The new findings reported in this study led to extend and modify a previously reported [17] model of ectoine metabolism (see Material and Methods and Supporting Information Table D in the S3 File). Previous sections have already discussed how the modified model helps to understand different subsystems. The question that remains is how the new information modifies our global view. Fig 6 shows the maximum theoretical yields of ectoine as calculated through FBA for different ATP loads, both before and after modifying the model. The black line shows the theoretical yield of ectoine calculated by direct optimization of the full network. The optimal flux distributions were in all cases dominated by EMP and subsequent anaplerosis of the TCA cycle by the malic enzyme.

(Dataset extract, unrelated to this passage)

PR #4468, opened 2022-05-18
FIX-#4467: 'drop_duplicates' no longer removes items based on index value

### LINKED ISSUE #4467: drop_duplicates after pd.concat not working as expected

These solutions can be understood as the potential of the network. Modifying the model incorporates the following new findings, namely i) the Entner-Doudoroff pathway is the main pathway for glycolysis, ii) a PPi-dependent 6-phosphofructokinase that alters the ATP-balance of the EMP pathway, and iii) the malic enzyme does not catalyze any relevant anaplerotic reaction. These new findings bring the model closer to how the network actually works and changes the results both quantitatively and qualitatively. Quantitatively, the theoretical yields are lower once the above mentioned constraints are included. The difference may not seem too large, and FBA is known to be robust in this sense, but these relatively small variations in yield hide a completely different qualitative behaviour. There is no single dominant solution anymore but a range of possible solutions that can perform better or worse depending on the circumstances. That involves the concerted action of tightly coupled subsystems for instance the anaplerotic pathways and sodium transport in order to work efficiently. The three shaded areas in Fig 6 show the performance of the network depending on which sodium transport mechanism is active. The upper line in each case is the yield when all ammonia is assimilated through AlaDH or GDH while the lower line corresponds to full assimilation through GOGAT.

Fig 6. Maximal ectoine yield for different ATP loads (ATP demands external to the network) calculated using Flux Balance Analysis (FBA).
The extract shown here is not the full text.